Unraveling curcumin degradation: autoxidation proceeds through spiroepoxide and vinylether intermediates en route to the main bicyclopentadione.

作者信息

Gordon Odaine N, Luis Paula B, Sintim Herman O, Schneider Claus

机构信息

Department of Pharmacology and the Vanderbilt Institute of Chemical Biology, Vanderbilt University Medical School, Nashville, Tennessee 37232 and.

Department of Chemistry and Biochemistry, University of Maryland, College Park, Maryland 20742.

出版信息

J Biol Chem. 2015 Feb 20;290(8):4817-4828. doi: 10.1074/jbc.M114.618785. Epub 2015 Jan 6.

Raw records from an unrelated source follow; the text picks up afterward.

PR #9202, opened 2026-01-26
Implemented missing XInput Packet

AhmedSamyMousa:
Minor optimization not submitting gamepad input if packet number has not changed however `ImGui_ImplWin32_UpdateGamepads` calls `io.AddKeyEvent` for every button and axis on every single frame even if the controller state is identical.

### DIFF
--- a/backends/imgui_impl_win32.cpp
+++ b/backends/imgui_impl_win32.cpp
@@ -358,11 +358,11 @@ static void ImGui_ImplWin32_UpdateGamepads(ImGuiIO& io)
     XINPUT_GAMEPAD& gamepad = xinput_state.Gamepad;
     if (!bd->HasGamepad || bd->XInputGetState == nullptr || bd->XInputGetState(0, &xinput_state) != ERROR_SUCCESS)
         return;
-
+    
     if (bd->LastPacketNumber == xinput_state.dwPacketNumber)
         return;
     bd->LastPacketNumber = xinput_state.dwPacketNumber;
-
+    
     io.BackendFlags |= ImGuiBackendFlags_HasGamepad;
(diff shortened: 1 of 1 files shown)


ocornut:
Hello,
This has already been implemented by #8556 and then reverted. It would require an alternative solution to call user/app clearing inputs eg on focus loss.

AhmedSamyMousa:
I’ve addressed the focus loss issue by resetting the packet number tracker when the window loses focus. This ensures that the backend won't skip the next update required to clear inputs
```
        #ifndef IMGUI_IMPL_WIN32_DISABLE_GAMEPAD
        if (msg == WM_KILLFOCUS)
            bd->LastPacketNumber = (DWORD)-1;
        #endif
```
That will cause one extra gamepad update on regaining focus (negligible cost)

ocornut:
I have reworked this as 960aff2. Thank you!

> I’ve addressed the focus loss issue by resetting the packet number tracker when the window loses focus. 

I initially avoided this for the reason that it won't catch direct calls to `io.ClearInputsKey()` and is therefore technically incorrect. 
But I must say this reduces the occurrence of the issue I wanted to solve with the b0df6b2d6 revert so a much smaller surface area so I would accept it.

However your correct contrary to #8556 returns before setting `ImGuiBackendFlags_HasGamepad` and therefore it doesn't work at all for gamepad navigation. Not sure you tested this? (if you tested this update of gamepad navigation: I wouldn't be very confortable that people are using ImGuiIO as a defacto input system for gamepad, but I realize it can be a nice portable convenience).

I also fixed the variable naming, and there's no reason to not do it on set focus as well.

PR #160, opened 2023-04-10
Live mode analysis

mogres:
Problem
=======
We want run analyses and create reports while packing a recipe.

Solution
========
added the option to specify analysis config file during packing. If the file is valid, an analysis workflow runs immediately after the packing without a separate invocation.

## Type of change

Change summary:
---------------
* update default values for analysis configs
* specify packing results path from command line instead of using a config
* save analysis results on class instance
* add docs
* update existing configs with new schema

Steps to Verify:
----------------
1. `conda activate autopack`
2. `pack -r cellpack/tests/recipes/v2/test_spheres.json -c cellpack/tests/packing-configs/test_config.json -a examples/analysis-configs/local_analysis_config.json` should pack the test recipe and create an analysis report at the specified location.

Keyfiles:
-----------------------
1. Analysis.py
3. pack.py
4. analyze.py


rugeli (approved):
Cool feature! I've compared each config file and learned which values we want to include in the analysis report, as well as the desired output location for the report and image. Looks good to me, thanks!

aditnath (approved):

PR #163, opened 2023-04-13
Init commit of MarkdownWriter class

aditnath:
Creating a generic markdown writer class in the cellpack writers repo

### DIFF
--- a/cellpack/autopack/writers/__init__.py
+++ b/cellpack/autopack/writers/__init__.py
@@ -76,7 +76,7 @@ class MarkdownWriter(object):
         self.report_md.create_md_file()
 
     # Image text must be a list, if list is not same length as list of filepaths, only 1st item in image_text is used
-    def add_images(self, header:str, image_text:typing.List[str], filepaths:typing.List):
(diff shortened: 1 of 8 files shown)


cellpack/autopack/writers/__init__.py
```diff
@@ -7,10 +7,99 @@
...
+            level=1,
+            title=header,
+            add_table_of_contents="n",
+        )
+        if len(image_text) == len(filepaths):
+            for i in range(len(filepaths)):
+                self.report_md.new_line(
+                    self.report_md.new_inline_image(
+                        text=image_text[i],
+                        path=str(self.output_path / filepaths[i])
```
mogres, line 90: We want this to be `output_image_location` and not `output_path`. The distinction is as follows:
1. `output_image_location` refers to the path used in the report to link to the image. This can be the AWS bucket path after the github workflow runs.
2. `output_path` is the path to which the markdown file itself is written. This is typically the root directory where packing outputs are stored.

mogres:
Looks like the tables are missing headers (check github bot comments on other PRs to identify missing headers)

rugeli:
Issued resolved in #276

Issue #165, opened 2023-04-14
Exporting tiff images from cellpack


mogres:
## Use Case
We would like to export packing images as `*.tiff` files for using them in other analyses. See [here](https://github.com/allen-cell-animated/feedback-research-repository/issues/88) for more details.

## Solution
Adding an option `export_output_as_tiff` to the packing configuration should create an output tiff files.

A possible approach could involve creating a voxelized grid with the voxel size as an input. Creating numpy arrays masked with positions of various ingredients, and using pre-existing libraries to output these arrays as tiff files.

Some packages that could be used to create tiff files from arrays:
1. `aicsimageio.writers` has the `OmeTiffWriter` class that can write numpy arrays to `ome.tiff` files
2. The `tifffile` library includes functionality to save arrays as tiff files

## Possible difficulties:
1. Voxelizing fiber ingredients can prove tricky
2. Voxelizing meshes

## proposed MVP
pack a sphere
convert the results to a multichannel tiff file
can view the resulting image in a program like FIJI

mogres:
Working example with a circular mask using `aicsimageio`:
```python
import numpy as np
from aicsimageio.writers import OmeTiffWriter

def create_circular_mask(x, y, z, center=None, radius=None):

    if center is None: # use the middle of the image
        center = (int(x/2), int(y/2), int(z/2))
    if radius is None: # use the smallest distance between the center and image walls
        radius = min(center[0], center[1], center[2], x-center[0], y-center[1], z-center[2])

    X, Y, Z = np.ogrid[:x, :y, :z]
    dist_from_center = np.sqrt((X - center[0])**2 + (Y-center[1])**2 + (Z-center[2])**2)

    mask = dist_from_center <= radius
    return mask

img = np.zeros((500,500,10))
img[create_circular_mask(*tmp.shape, [0, 0, 0], 200)] = 1

OmeTiffWriter.save(img.T, "output.ome.tif", dim_order="ZYX")
```

mogres:
Previous version of issue at #117

PR #166, opened 2023-04-15
Export packing outputs as a tiff file

mogres:
Problem
=======
See #165

Solution
========
1. The multi-channel image is represented as a numpy array with dimensions `C x X x Y x Z`. Each channel represents a single type of packed ingredient or compartment.
1. For `single_sphere` ingredients, the `ImageWriter` class creates a mask based on the position and radius of the sphere, and sets all pixels within this mask to 255. Other ingredient types are currently unsupported.
2. For compartments represented by meshes, the `ImageWriter` class creates a hollow or filled mask based on the provided options, and sets all pixels within this mask to 255.
3. We can also convolve the image with a point-spread function as needed. Currently available options are "gaussian" and "box".
4. We use the `aicsimagio` package to export the packing image as an `ome.tiff` file. The camera is set looking down the `-z` axis similar to a microscopy assay.

with @meganrm 

## Type of change

Change summary:
---------------
* added the `ImageWriter` class to export packing outputs as tiff images
* added options in the packing config to edit the output image properties, including:
    1.  the voxel size (in units of grid spacing) OR image size (voxels in each dimension)
    2. hollow or filled mesh representation

Steps to Verify:
----------------
1. `conda activate autopack`
5. `pack -r cellpack/tests/recipes/v2/test_image_export.json -c cellpack/tests/packing-configs/test_image_config.json`

Example packing of peroxisomes in the average nuclear and cell shape:
`pack -r examples/recipes/v2/peroxisomes.json -c cellpack/tests/packing-configs/test_image_config.json`

Screenshots:
-----------------------
image
image
image

Keyfiles:
-----------------------
1. `cellpack/autopack/writers/ImageWriter.py`


mogres:
- [ ] Include a setting to create hollow masks for spheres.
- [ ] Check with matheus about creating peroxisome meshes

meganrm:
It's hard to be sure, but looking at the screenshots of the magenta spheres, it seems like the image is flipped

mogres:
> It's hard to be sure, but looking at the screenshots of the magenta spheres, it seems like the image is flipped

Yeah, I changed the dimension order in a later commit. Let me update the screenshots

aditnath (approved):

rugeli (approved):
I installed aicsimageio and am able to see the figures and the tiff image. Not so sure about what circular mask is, but the changes look good to me!

cellpack/autopack/writers/ImageWriter.py
```diff
@@ -0,0 +1,256 @@
...
+from pathlib import Path
+import numpy
+from scipy.ndimage import convolve
+
+"""
+ImageWriter provides a class to export cellpack packings as tiff images
+"""
+
+
+class ImageWriter:
```
toloudis, line 11: I would suggest that this class should be called Voxelizer or Voxelization etc.  Writing the image out is only a tiny part of what is in here!

cellpack/autopack/writers/ImageWriter.py
```diff
@@ -0,0 +1,256 @@
...
+            image = numpy.transpose(image, axes=(3, 0, 2, 1))
+        return image
+
+    def create_voxelization(self):
+        """
+        Creates a voxelized representation of the current scene
+        """
+        channel_colors = []
+
+        for pos, rot, ingr, _ in self.env.molecules:
```
toloudis, line 180: these two for loops (over molecules and compartments) might be more properly class members of whatever type self.env is.  Then you could call self.env.collect_voxelizations(self.image_data) and the function would fill in the image_data object.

DOI:10.1074/jbc.M114.618785
PMID:25564617
原文链接:https://pmc.ncbi.nlm.nih.gov/articles/PMC4335222/
Abstract

Curcumin is a dietary anti-inflammatory and chemopreventive agent consisting of two methoxyphenol rings connected by a conjugated heptadienedione chain. Curcumin is unstable at physiological pH and rapidly degrades in an autoxidation reaction to a major bicyclopentadione product in which the 7-carbon chain has undergone oxygenation and double cyclization. Early degradation products (but not the final bicyclopentadione) mediate topoisomerase poisoning and possibly many other activities of curcumin, but it is not known how many and what autoxidation products are formed, nor their mechanism of formation. Here, using [(14)C2]curcumin as a tracer, seven novel autoxidation products, including two reaction intermediates, were isolated and identified using one- and two-dimensional NMR and mass spectrometry. The unusual spiroepoxide and vinylether reaction intermediates are precursors to the final bicyclopentadione product. A mechanism for the autoxidation of curcumin is proposed that accounts for the addition and exchange of oxygen that have been determined using (18)O2 and H2(18)O. Several of the by-products are formed from an endoperoxide intermediate via reactions that are well precedented in lipid peroxidation. The electrophilic spiroepoxide intermediate formed a stable adduct with N-acetylcysteine, suggesting that oxidative transformation is required for biological effects mediated by covalent adduction to protein thiols. The spontaneous autoxidation distinguishes curcumin among natural polyphenolic compounds of therapeutic interest; the formation of chemically diverse reactive and electrophilic products provides a novel paradigm for understanding the polypharmacological effects of curcumin.

摘要

姜黄素是一种具有抗炎和化学预防作用的膳食成分,由两个通过共轭庚二烯二酮链连接的甲氧基酚环组成。姜黄素在生理pH值下不稳定,会在自氧化反应中迅速降解为一种主要的双环戊二酮产物,其中7碳链发生了氧化和双环化。早期降解产物(而非最终的双环戊二酮)介导拓扑异构酶中毒以及姜黄素的许多其他可能活性,但目前尚不清楚形成了多少种以及哪些自氧化产物,也不清楚它们的形成机制。在此,我们以[(14)C2]姜黄素作为示踪剂,利用一维和二维核磁共振以及质谱技术分离并鉴定了七种新型自氧化产物,包括两种反应中间体。不同寻常的螺环氧化物和乙烯基醚反应中间体是最终双环戊二酮产物的前体。我们提出了一种姜黄素自氧化的机制,该机制解释了利用(18)O2和H2(18)O所确定的氧的添加和交换情况。几种副产物是由内过氧化物中间体通过脂质过氧化中常见的反应形成的。亲电螺环氧化物中间体与N - 乙酰半胱氨酸形成了稳定的加合物,这表明由与蛋白质硫醇的共价加合介导的生物学效应需要氧化转化。姜黄素的自发自氧化使其在具有治疗意义的天然多酚化合物中独树一帜;化学性质多样的反应性和亲电产物的形成,为理解姜黄素的多药理学效应提供了一种新的范例。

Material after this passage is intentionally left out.